The vast majority of large European businesses have suffered a data breach – but far fewer are concerned about it happening in future.

A Lloyd’s survey of 346 senior decision-makers at businesses with revenues of €250 million ($368 million) or more reveals 92% have seen a breach in the past five years, but just 42% fear a repeat occurrence.

Data breach plans are being driven by CEOs in 54% of businesses questioned, while chief information officers are leading the decision-making process in just 10%.

“Cyber risk has risen substantially up the boardroom agenda in the past year – it’s now the CEO, not the CIO, driving cyber-security strategy,” the report says.

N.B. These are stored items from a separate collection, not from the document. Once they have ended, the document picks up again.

PR #1212, opened 2026-06-20
fix(series): populate book membership in ListByAuthor so author-page grouping works (#1209)

### LINKED ISSUE #1209: Bug: "Group by series" on the author page dumps every book into "Standalone", and detail page for books missing series info
### Pre-flight

### Current behaviour

On the author page, toggling **Group by series** produces no grouping: every book lands in a
single trailing **Standalone** group, in no series order, and no book displays any series name
or position. The individual book page (`BookDetailPage`) shows no series information at all.

### Expected behaviour

With grouping on, an author's books should appear under the series they belong to, ordered by
position within each series, with only genuinely series-less books collected under
**Standalone** — matching how the series page presents membership. Each book should be able to
surface its series (name + position) on both the author page and its own book page.

### Steps to reproduce

1. Open an author who has ≥1 series with ≥2 positioned books.
2. Toggle **Group by series** (header switch on the author detail page).
3. Observe: all books appear under **Standalone**; no per-series sections render.

### Root Cause

```text
The frontend grouping is wired correctly; the **backend endpoint it consumes returns no book
membership**, so the join has nothing to match on.

Flow:

1. Toggle on → `api.listAuthorSeries(id)` (`web/src/api/authors.ts:139`)
2. → `GET /api/v1/author/{id}/series` → `AuthorHandler.ListSeries` (`internal/api/authors.go:278`)
3. → `SeriesRepo.ListByAuthor` (`internal/db/series.go:526`)

`ListByAuthor` selects **only series-level columns** (`s.id, s.foreign_id, s.title,
s.description, s.monitored, s.created_at`) and never populates `Series.Books`. Because the model
field is `Books []SeriesBook \`json:"books,omitempty"\`` (`internal/models/series.go:14`), the
empty slice is dropped from the JSON entirely.

So `seriesGroups` (`web/src/pages/AuthorDetailPage.tsx:361-383`) iterates `series.books ?? []`,
which is empty for every series → no book is ever added to `placed` → every filtered book falls
into the `standalone` bucket (`AuthorDetailPage.tsx:380`).

Two related gaps surfaced while diagnosing:

- The shipped feature is a **grouping toggle only** — there is no sortable "Series" column in
  the author table, which is what the original report ("unsorted when selecting sort by series",
  "no series information in the columns") was really describing.
- **No book-shaped payload carries series data.** `models.Book.SeriesRefs` is `json:"-"`
  (transport-only, populated during ingestion to write `series`/`series_books`, never returned
  by the API — `internal/models/book.go:79`). `BookDetailPage.tsx` has zero `series` references.

## Fix — two independent layers

### Layer 1 — Make the existing grouping work (the actual defect)

**Backend only, ~10 lines, no frontend change.** Populate `Series.Books` in
`SeriesRepo.ListByAuthor` with `(seriesId, bookId, positionInSeries, primarySeries)` from
`series_books`, ordered by position. The sibling `ListWithBooks`
(`internal/db/series.go:50-59`) already demonstrates the exact join and ordering to copy:


LEFT JOIN series_books sb ON sb.series_id = s.id
LEFT JOIN books b ON b.id = sb.book_id
ORDER BY s.title, CAST(NULLIF(sb.position_in_series, '') AS REAL), sb.position_in_series, b.sort_title


Membership scoped to the author's own books is sufficient (the FE join only matches against the
filtered book set, `byId` at `AuthorDetailPage.tsx:362`), but returning full membership is
harmless. Once `books[]` is present, the existing FE grouping starts working with no further
change.

Add a repo test asserting `ListByAuthor` returns series with non-empty, position-ordered
`Books`, and an API test on `GET /api/v1/author/{id}/series` asserting the `books` array is
present (regression guard for the `omitempty` drop).

### Layer 2 — Reflect series inline on the book payload (Series column + sort + book page)

This is the larger change and is what enables a visible **Series** column/sort on the author
table **and — an explicit goal of this layer — full series details on the individual book page**.
The book page is a first-class target here, not an incidental by-product: today `BookDetailPage`
shows nothing about which series a book belongs to, and a reader landing on a book should be able
to see its series and position (and click through to the series) without going back to the author
or series page. Nothing book-shaped carries series today, so:

**Backend**
- Add a JSON-visible field to `models.Book`, e.g.
  `Series []BookSeriesMembership \`json:"series,omitempty"\`` where
  `BookSeriesMembership = { seriesId int64; title string; position string; primary bool }`.
- Populate it in two handlers:
  - **List** (`BookHandler.List` author path, `internal/api/books.go` → `books.ListByAuthor`):
    batch-enrich after the list fetch to avoid an N+1. `ListBookSeriesByAuthor`
    (`internal/db/series.go:560`) already returns `book_id → []seriesID` in one query but lacks
    titles/positions — extend it (or add a sibling) to return
    `book_id → []{seriesId,title,position,primary}` so a single query hydrates the whole page.
  - **Get** (`BookHandler.Get`, `internal/api/books.go`): `h.series` is already injected
    (`WithSeries`, `books.go:103`). Enrich next to `attachBookFiles`. Reuse
    `GetPrimarySeriesForBook` (`series.go:609`) for a primary-only line, or list all
    memberships for full parity.

**Frontend**
- `Book` TS type (`web/src/api/books.ts`): add `series?: { seriesId; title; position; primary }[]`.
- `AuthorDetailPage.tsx`: add a **Series** table column (name + position) and a sort option
  alongside the existing Published sort; this can also drive the grouping directly and retire
  the separate `listAuthorSeries` round trip.
- `BookDetailPage.tsx` (primary book-page goal): surface the book's series membership —
  series name + position in series, linking to `/series/:id`. Render every series the book
  belongs to (not just the primary), so multi-series books are fully represented. Place it in
  the book's metadata block alongside author/published/type so it reads as core book info.

## Recommendation

Ship **Layer 1** immediately — it is the real bug, isolated to one repo method, and restores
the feature as merged. Treat **Layer 2** as a follow-up enhancement (the DTO change the original
#04 ticket flagged as the "cleaner backend option") if a visible column/sort and book-page
display are wanted.

**Effort:** Layer 1 **S** (one query + tests). Layer 2 **M** (book DTO + 2 handlers + batch
query + two pages, with a `vitest` test for the column/sort and grouping-from-payload logic).

**Verify:** open an author with ≥2 series; toggle **Group by series** and confirm books appear
under the correct series in position order with standalone books separated (Layer 1); with
Layer 2, confirm the Series column sorts correctly **and** that opening a book in a series shows
its series name + position in the book's metadata block, linking through to the series page — and
that a book in multiple series lists all of them.
```

### Deployment method

Docker (ghcr.io)

### Bindery version

V1.21.0

### Environment details

_No response_

vavallee:
## Bug (#1209)
"Group by series" on the author page put every book into **Standalone**. Root cause: `SeriesRepo.ListByAuthor` (`internal/db/series.go`) selected only series-level columns and never populated `Series.Books`. With `Books []SeriesBook \`json:"books,omitempty"\``, the empty slice was dropped from JSON, so the frontend's `series.books ?? []` was empty for every series and all books fell to Standalone.

## Fix (backend only, no FE change)
Populate `Series.Books` in `ListByAuthor` by mirroring the sibling `ListWithBooks` join + ordering, author-scoped. The old `SELECT DISTINCT` over series-only columns is replaced with a per-membership join, deduping series via a `byID` map (DISTINCT would no longer dedup once book columns are added). Scan types match `ListWithBooks` exactly.

## Tests
- Repo test: `ListByAuthor` returns series with non-empty, position-ordered `Books` (positions "2" then "1" assert ordering, not insertion order), plus an author-scope assertion.
- API test: `GET /api/v1/author/{id}/series` JSON contains the `books` array (regression guard against the `omitempty` drop).

`go build/vet/test ./internal/db ./internal/api` + `golangci-lint`: green. Opus-reviewed: APPROVE.

Closes #1209.

### DIFF
--- a/changelog.d/1209-author-series-grouping.md
+++ b/changelog.d/1209-author-series-grouping.md
@@ -1,0 +1,2 @@
+### Fixed
+- **"Group by series" on the author page dumped every book into "Standalone"** (#1209) — the per-author series endpoint returned each series without its book membership (the `books` array was empty, and `omitempty` dropped it from the JSON entirely), so the frontend had nothing to group on and every book fell through to Standalone. `ListByAuthor` now joins through `series_books`/`books` and populates each series' book list (author-scoped, ordered by position-in-series), so books group under their series again.
--- a/internal/api/authors_test.go
+++ b/internal/api/authors_test.go
@@ -12,6 +12,7 @@ import (
 	"path/filepath"
 	"slices"
 	"strconv"
+	"strings"
 	"sync"
 	"testing"
 	"time"
@@ -1896,7 +1897,7 @@ func TestListAuthorSeries(t *testing.T) {
 	if err := seriesRepo.CreateOrGet(ctx, s); err != nil {
 		t.Fatal(err)
 	}
-	if err := seriesRepo.LinkBook(ctx, s.ID, book.ID, "", true); err != nil {
+	if err := seriesRepo.LinkBook(ctx, s.ID, book.ID, "1", true); err != nil {
 		t.Fatal(err)
 	}
 	// A second unlinked series exists globally — must not appear in the
@@ -1923,6 +1924,16 @@ func TestListAuthorSeries(t *testing.T) {
 	}
 	if len(got) != 1 || got[0].ID != s.ID {
 		t.Fatalf("got %d series, want only the linked one (id %d): %+v", len(got), s.ID, got)
+	}
+	// Regression guard for #1209: the series payload must carry its book
+	// membership. Books has `json:",omitempty"`, so an empty slice is dropped
+	// from JSON entirely; assert against the raw body that the "books" key is
+	// present and that the membership round-trips with the linked book.
+	if got[0].Books == nil || len(got[0].Books) != 1 || got[0].Books[0].BookID != book.ID {
+		t.Fatalf("series books not populated: %+v", got[0].Books)
+	}
+	if !strings.Contains(rec.Body.String(), `"books"`) {
+		t.Fatalf("response JSON missing books array (omitempty drop): %s", rec.Body.String())
 	}
 }
 
--- a/internal/db/author_monitored_series_test.go
+++ b/internal/db/author_monitored_series_test.go
@@ -228,13 +228,15 @@ func TestSeriesListByAuthor(t *testing.T) {
 		t.Fatal(err)
 	}
 
+	// a1 has two books in series A1 plus one standalone book that is not
+	// linked to any series (so it must not surface a phantom membership).
 	b1 := &models.Book{ForeignID: "OL-B1", AuthorID: a1.ID, Title: "X", SortTitle: "X", Status: models.BookStatusWanted, Genres: []string{}, MetadataProvider: "openlibrary"}
+	b1b := &models.Book{ForeignID: "OL-B1B", AuthorID: a1.ID, Title: "X2", SortTitle: "X2", Status: models.BookStatusWanted, Genres: []string{}, MetadataProvider: "openlibrary"}
 	b2 := &models.Book{ForeignID: "OL-B2", AuthorID: a2.ID, Title: "Y", SortTitle: "Y", Status: models.BookStatusWanted, Genres: []string{}, MetadataProvider: "openlibrary"}
-	if err := bookRepo.Create(ctx, b1); err != nil {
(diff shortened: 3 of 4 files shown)


Dashrendar2507:
This is still broken for me as of v1.23.3 (docker).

In 2018 the European Union will introduce the General Data Protection Regulation (GDPR), which sets rigorous requirements for any business handling consumer data.

Almost all (97%) respondents have heard of the GDPR, but only 7% know “a great deal” about it and 57% know “little or nothing”, despite the serious financial and legal consequences of not complying.

About 73% of business leaders have limited knowledge of cyber insurance and 50% do not know that cyber cover for data breaches is available.

“European businesses face a constantly evolving landscape of cyber threats,” the report concludes. “The introduction of the GDPR will increase the focus on the data security aspect of their operations, because regulators, shareholders and customers will use it to hold companies accountable to higher cyber-security standards.

“By working with expert partners, such as lawyers, cyber-security experts and insurers, businesses can better understand the risks they face and help mitigate them to protect their balance sheets.”